Single-shot error correction of three-dimensional homological product codes

TL;DR

This paper introduces a new framework called confinement for quantum codes, proves its sufficiency for single-shot error correction, and demonstrates high thresholds in 3D homological product codes through simulations.

Contribution

It establishes confinement as a key concept for single-shot decoding and applies it to 3D homological product codes, achieving the highest known single-shot thresholds.

Findings

3D homological product codes exhibit confinement in their X-components.

Monte Carlo simulations show thresholds of approximately 3.08% and 2.90%.

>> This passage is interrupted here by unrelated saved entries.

Issue #1803, opened 2021-04-20
Question: is it a bug that users can delete all target nodes forms in upstream create page?


ericsyh:
## Issue description

When fixing the Upstream form warning message issue, i found a behavior that users can delete all target nodes forms on the page like 

![](http://piw45adv3.bkt.clouddn.com/%E6%8D%95%E8%8E%B7.PNG)

But this upstream can be created successfully. 

![](http://piw45adv3.bkt.clouddn.com/%E6%8D%95%E8%8E%B72.PNG)

## Expected behavior

Not sure is it a expected behavior.

## How to Reproduce

1. Go to 'Upstream Page'
2. Click on 'Create Button'
3. Delete all targets nodes forms

## Environment

* apisix version (cmd: `apisix version`): the master branch
* OS (cmd: `uname -a`):
* OpenResty / Nginx version (cmd: `nginx -V` or `openresty -V`):
* etcd version, if have (cmd: run `curl http://127.0.0.1:9090/v1/server_info` to get the info from server-info API):
* apisix-dashboard version, if have:
* Browser version, if have:

liuxiran:
Hi @ericsyh thanks for your report.

Acctually from the funcitonal point of view, the empty node list is a feature, see:

 `The nodes can be empty, which means it is a placeholder and will be filled later. Clients use such an upstream will get 502 response.`
(come from https://github.com/apache/apisix/blob/master/docs/en/latest/admin-api.md#upstream)

But from the UE point of view, an upstream can not be used with the empty node list, so keep at least one node in the node list is better.

How about add this restriction to the dashboard? 
Let's wait for others option @juzhiyuan @LiteSun @nic-chen @imjoey

juzhiyuan:
As @liuxiran said, we actually support an empty node list, it will return a 5xx status code to the client. I would prefer keeping the current behaviour, because if users really want to do it, what they can do on the dashboard?

nic-chen:
+1 for  keeping the current behavior

liuxiran:
@juzhiyuan @nic-chen  keep the current behavior is also reasonable for me

If there is no objection, we will close the issue

cc @ericsyh

ericsyh:
ok for close the issue. But i am quite interesting in what scenario that users will create a upstream with empty node list?

juzhiyuan:
> ok for close the issue. But i am quite interesting in what scenario that users will create a upstream with empty node list?

[...]

PR #1812, opened 2021-04-21
fix: can not configure upstream with no nodes

liuxiran:

- [X] Bugfix
- [ ] New feature provided
- [ ] Improve performance
- [ ] Backport patches

During rechecking #1803 , there is a problem occured when I try to configure a upstream with no nodes.

Test steps:

1. Create an upstream with no nodes
2. Configure this upstream with no changes, an Submit the data, the error occured

2021-04-21 15-32-32屏幕截图

This pr tried to change the fe logic to solve this problem.

Doc: 
Delete `k8s_deployment_info` in upstream just refer to https://github.com/apache/apisix/blob/359e0906c5a3f0149c0f6a44aff927d4c4eb8c6b/CHANGELOG.md#220

TODO

- [ ] add test case

**Related issues**

None

**Checklist:**

- [X] Did you explain what problem does this PR solve? Or what new features have been added?

### DIFF
--- a/api/internal/core/entity/format_test.go
+++ b/api/internal/core/entity/format_test.go
@@ -101,3 +101,53 @@ func TestNodesFormat_Map(t *testing.T) {
 	assert.Contains(t, jsonStr, `"port":8080`)
 	assert.Contains(t, jsonStr, `"host":"127.0.0.1"`)
 }
+
+func TestNodesFormat_empty_struct(t *testing.T) {
+	// route data saved in ETCD
+	routeStr := `{
+		"uris": ["/*"],
+		"upstream": {
+			"type": "roundrobin",
+			"nodes": []
+		}
+	}`
+
+	// bind struct
+	var route Route
+	err := json.Unmarshal([]byte(routeStr), &route)
+	assert.Nil(t, err)
+
+	// nodes format
+	nodes := NodesFormat(route.Upstream.Nodes)
+
+	// json encode for client
+	res, err := json.Marshal(nodes)
+	assert.Nil(t, err)
+	jsonStr := string(res)
+	assert.Contains(t, jsonStr, `[]`)
+}
+
+func TestNodesFormat_empty_map(t *testing.T) {
+	// route data saved in ETCD
+	routeStr := `{
+		"uris": ["/*"],
+		"upstream": {
+			"type": "roundrobin",
+			"nodes": {}
+		}
+	}`
+
+	// bind struct
+	var route Route
+	err := json.Unmarshal([]byte(routeStr), &route)
+	assert.Nil(t, err)
+
+	// nodes format
+	nodes := NodesFormat(route.Upstream.Nodes)
+
+	// json encode for client
+	res, err := json.Marshal(nodes)
+	assert.Nil(t, err)
+	jsonStr := string(res)
+	assert.Contains(t, jsonStr, `[]`)
+}
--- a/api/internal/core/entity/format_test.go
+++ b/api/internal/core/entity/format_test.go
@@ -151,3 +151,29 @@ func TestNodesFormat_empty_map(t *testing.T) {
 	jsonStr := string(res)
 	assert.Contains(t, jsonStr, `[]`)
 }
+
+func TestNodesFormat_no_nodes(t *testing.T) {
+	// route data saved in ETCD
+	routeStr := `{
+		"uris": ["/*"],
+		"upstream": {
+			"type": "roundrobin",
+			"service_name": "USER-SERVICE",
+			"discovery_type": "eureka"
+		}
+	}`
+
+	// bind struct
+	var route Route
+	err := json.Unmarshal([]byte(routeStr), &route)
+	assert.Nil(t, err)
+
+	// nodes format
+	nodes := NodesFormat(route.Upstream.Nodes)
+
+	// json encode for client
+	res, err := json.Marshal(nodes)
+	assert.Nil(t, err)
+	jsonStr := string(res)
+	assert.Contains(t, jsonStr, `null`)
+}
--- a/web/src/components/Upstream/service.ts
+++ b/web/src/components/Upstream/service.ts
@@ -103,10 +103,14 @@ export const convertToRequestData = (
     return undefined
   }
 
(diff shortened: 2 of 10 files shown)


web/src/components/Upstream/service.ts
```diff
@@ -68,7 +68,6 @@ export const convertToRequestData = (
     type,
     hash_on,
     key,
-    k8s_deployment_info,
```
juzhiyuan, line 71: yes, we don't support k8s_deployemnt_info here

imjoey:
@liuxiran

How about we make it in the backend? Please see https://github.com/apache/apisix-dashboard/blob/master/api/internal/core/entity/format.go#L49, we can initialize the `nodes` as an empty slice instead of a nil one. Just change `var nodes []*Node` to `nodes := make([]*Node, 0)` .

Looking forward to your insights.

liuxiran:
> @liuxiran
> 
> How about we make it in the backend? Please see https://github.com/apache/apisix-dashboard/blob/master/api/internal/core/entity/format.go#L49, we can initialize the `nodes` as an empty slice instead of a nil one. Just change `var nodes []*Node` to `nodes := make([]*Node, 0)` .
> 
> Looking forward to your insights.

@imjoey Thanks for your advice, and it really make sense for me.

before this change, when get info about an upstream with no nodes
fe will get
WechatIMG5


actually `nodes:null` causes the problem

after this change, fe will get
WechatIMG4

which is matches expectation.

BTW, I have a question in the process of debugging:
there are some logs I added to watch the changes of `upstream.Nodes` before the advice
WechatIMG7
I found even if I did not do this change, the `upstram.Nodes` will always be `[]`, but what Fe got is different, I haven't thought about it for a long time. 

Also @nic-chen @Jaycean @starsz to take a look, thanks a lot

starsz:
> > @liuxiran
> > How about we make it in the backend? Please see https://github.com/apache/apisix-dashboard/blob/master/api/internal/core/entity/format.go#L49, we can initialize the `nodes` as an empty slice instead of a nil one. Just change `var nodes []*Node` to `nodes := make([]*Node, 0)` .
> > Looking forward to your insights.
> 
> @imjoey Thanks for your advice, and it really make sense for me.
> 
> before this change, when get info about an upstream with no nodes
> fe will get
> WechatIMG5
> 
> actually `nodes:null` causes the problem
> 
> after this change, fe will get
> WechatIMG4
> 
> which is matches expectation.
> 
> BTW, I have a question in the process of debugging:
> there are some logs I added to watch the changes of `upstream.Nodes` before the advice
> WechatIMG7
> I found even if I did not do this change, the `upstram.Nodes` will always be `[]`, but what Fe got is different, I haven't thought about it for a long time.
> 
> Also @nic-chen @Jaycean @starsz to take a look, thanks a lot

Hi, @liuxiran 
In golang, you should distinguish `nil slice` and `empty slice`

```
var x []*entity.Node
```
is a nil slice.

```
y := make([]*entity.Node, 0)
```
is an empty slice. The length and value are 0.
If you use printf or println to print them, the result is both "[]".

In this situation, because the upstream.Nodes' type is interface{}.So it's a little more complex.
You can use 
```
reflect.ValueOf(upstream.Nodes).IsNil()
```
to see the true value.

liuxiran:
> Hi, @liuxiran
> In golang, you should distinguish `nil slice` and `empty slice`
> 
> ```
> var x []*entity.Node
> ```
> 
> is a nil slice.
> 
> ```
> y := make([]*entity.Node, 0)
> ```
> 
> is an empty slice. The length and value are 0.
> If you use printf or println to print them, the result is both "[]".
> 
> In this situation, because the upstream.Nodes' type is interface{}.So it's a little more complex.
> You can use
> 
> ```
> reflect.ValueOf(upstream.Nodes).IsNil()
> ```
> 
> to see the true value.

@starsz Thanks for your detailed explanation, after added `reflect.ValueOf(upstream.Nodes).IsNil()` and debug again, I find out the confusion before:
debug step:
1. create an upstream with no nodes
2. visit uptream page, call `GET /apisix/admin/upstreams`
3. config the upstream ,call `GET /apisix/admin/upstream/:id`

before the advice change, I got the logs:
2021-04-23 14-32-00屏幕截图

after the advice change, I got the logs:
2021-04-23 14-39-50屏幕截图

The conclusion is that: 
the original `upstream.nodes` type got from etcd is `[]interface{}`, and it is an empty slice, 
it will be changed to type nodes , `[]*Node`, in FormatNodes `case []interface{}` when I visit upstream page(step2), 
and  the when I got the upstream info(step3), the data come from catch instead of stroge, that is to say, in this scene, the `upstream.nodes` type is already `[]*Node`.

so the advice will solve the problem. 
Thanks again for all your help, then I will try to add related test cases

juzhiyuan (approved):

api/internal/core/entity/format_test.go
```diff
@@ -101,3 +101,53 @@ func TestNodesFormat_Map(t *testing.T) {
...
+
+	// nodes format
+	nodes := NodesFormat(route.Upstream.Nodes)
+
+	// json encode for client
+	res, err := json.Marshal(nodes)
+	assert.Nil(t, err)
+	jsonStr := string(res)
+	assert.Contains(t, jsonStr, `[]`)
+}
```
starsz, line 153: Need to test without the "nodes" field.

starsz (commented):
Backend LGTM.

api/internal/core/entity/format_test.go
liuxiran: done.

LiteSun (approved):
FE LGTM.

nic-chen (approved):

imjoey (approved):
/lgtm

imjoey:
@liuxiran FE ci failed after this pr got merged. Could you please take a look, please refer to https://github.com/apache/apisix-dashboard/runs/2430236911. Thanks.

liuxiran:
> @liuxiran FE ci failed after this pr got merged. Could you please take a look, please refer to https://github.com/apache/apisix-dashboard/runs/2430236911. Thanks.

got it, I will fix it later, thanks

Numerical evidence supports single-shot protection for local stochastic phase-flip noise.

Abstract

Single-shot error correction corrects data noise using only a single round of noisy measurements on the data qubits, removing the need for intensive measurement repetition. We introduce a general concept of confinement for quantum codes, which roughly stipulates qubit errors cannot grow without triggering more measurement syndromes. We prove confinement is sufficient for single-shot decoding of adversarial errors and linear confinement is sufficient for single-shot decoding of local stochastic errors. Further to this, we prove that all three-dimensional homological product codes exhibit confinement in their $X$-components and are therefore single-shot for adversarial phase-flip noise. For local stochastic phase-flip noise, we numerically explore these codes and again find evidence of single-shot protection. Our Monte Carlo simulations indicate sustainable thresholds of $3.08(4)\%$ and $2.90(2)\%$ for 3D surface and toric codes respectively, the highest observed single-shot thresholds to date. To demonstrate single-shot error correction beyond the class of topological codes, we also run simulations on a randomly constructed 3D homological product code.